The Environment Ministry, in its statement first acknowledged that the method of planting explosive-filled fruits to trap wild boars who trample on plantations is ‘illegal’, however, the statement goes on to assert that the elephant might have ‘accidentally consumed the fruit’.

It is sort of a given that the elephant may have ‘accidentally consumed the fruit’. Elephants are not exactly equipped to investigate the quality of fruit before consumption or read instruction manuals. However, the question here is much larger and by the statement issued, it seems like the entire point is being missed by the Environment Ministry.

The pregnant elephant from Kerala was in the farmland and explosives were meant for any animal that entered the farmland

A News18 report says that the elephant was seen in farmland last, and the accused arrested works at the farmland. The two abscondings are the owners of that farmland. It has been established that the method of using jaggery-coated explosives to torture wild boars and drive them away from farmlands is a long-established illegal method that is used in Kerala.

So let us assume that the jaggery-coated explosive was already planted in the farmland to murder wild boars. Since the elephant was in the farmland, she must have consumed the very jaggery-coated explosive that was planted there.

Since the explosive obviously cannot have some sort of mechanism that it would allow it to explode only for wild-boars, any animal that consumes the explosive is bound to meet the fate that the pregnant elephant met.

Thus, to say that the elephant “accidentally consumed” an explosive meant for wild boars asks us to make certain wild assumptions.

Firstly, the theory expects us to assume that the farmland owner and worker would have removed the explosive had they own it would have been consumed by an elephant. The elephant, just like wild boars was in the farmland and to the workers and owners, it was likely just another animal ruining and trampling on their produce.

Unless evidence to the contrary emerges, we have to assume that just like the wild boar, the elephant trampling on the farmland was also intended to consume the explosives. There is no evidence yet to assume that the farmland owners and workers would be benevolent to the elephant and would have let her trample over their farmland.

Thus, there is no defence to be made out here about the elephant ‘accidentally’ consuming the explosive. The explosive was meant for any animal that trampled on the farmland and the pregnant elephant met the fate that was intended. It has only gained prominence because of the outrage that surrounded this case.

Kerala elephant death: Was it ‘deliberate’ or not?

The statement that says that the pregnant elephant ‘accidentally’ consumed the explosives has a definitive undercurrent. It essentially means that the rumour that she was deliberately fed the explosive is false.

She was perhaps not targeted singularly and nobody force-fed her the explosives, however, in this case, the definition of ‘deliberate’ has to be extremely different.

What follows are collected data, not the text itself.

PR #698, opened 2023-05-25
Processor: Add processor throttle status

cjcain:
- Update Processor Schema to 18.0
- Add processor throttle status and cause https://gerrit.openbmc.org/c/openbmc/phosphor-dbus-interfaces/+/63063 Throttled: An indication of whether the processor is throttled. ThrottledCauses: An array of reasons that the processor is throttled.
- Remove processor version from messages
- Change getPrettyName to take specific service name instead of map

Ran validator and no new errors were found.

Change-Id: Ia4a58ae0f26ffc6177f418420ba45063471323da

### DIFF
--- a/Redfish.md
+++ b/Redfish.md
@@ -905,6 +905,8 @@ other.
 - Socket
 - SparePartNumber
 - Status
+- ThrottleCauses
+- Throttled
 - TotalCores
 - TotalThreads
 - Version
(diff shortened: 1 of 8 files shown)


gtmills:
I know getPrettyName  is up to for review, can you comment on it, so this doesn't get lost?

gtmills:
And the PrettyName is still working with the other resources (CPU, processors)?

cjcain:
Yes those resources all had Names:
```
    "Name": "chassis",
    "Name": "Assembly Collection"
            "Name": "System Backplane",
            "Name": "Operator Panel Base",
    "Name": "Chassis Collection"
    "Name": "Fabric Adapter Collection"
    "Name": "NVMe Backplane",
    "Name": "Storage Collection"
    "Name": "Storage",
    "Name": "Processor Module",
```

As explained above, the explosive was most likely meant for any animal that entered the farmland, and thus, it was a deliberate act of cruelty that was inflicted on the animals. It was not, for example, a firecracker for Diwali that was ‘accidentally’ consumed by the elephant. It was a jaggery-laden explosive that was consciously made to torture any animal, in this case the pregnant elephant, that wandered inside the farmland.

In that sense, it was certainly a deliberate act of cruelty and it should be seen as such when the investigation is being conducted.

The subject of investigation: The cruel method itself must form a part of it

The outrage surrounding the death of the pregnant elephant has put the spotlight in this cruel method employed by farm owners in Kerala. While the environment ministry is acknowledging that the method is illegal, it cannot put more emphasis on how the explosive was ‘accidentally’ consumed by the elephant. The line itself hints at exoneration and anyone employing these cruel methods do not deserve exoneration but punishment to the fullest extent of the law.

Saying that the elephant ‘accidentally’ consumed explosives meant for another animal hints at normalisation of this cruel method that adversely affects forest life and neither the state government nor the environment ministry can be seen normalising this cruel practice.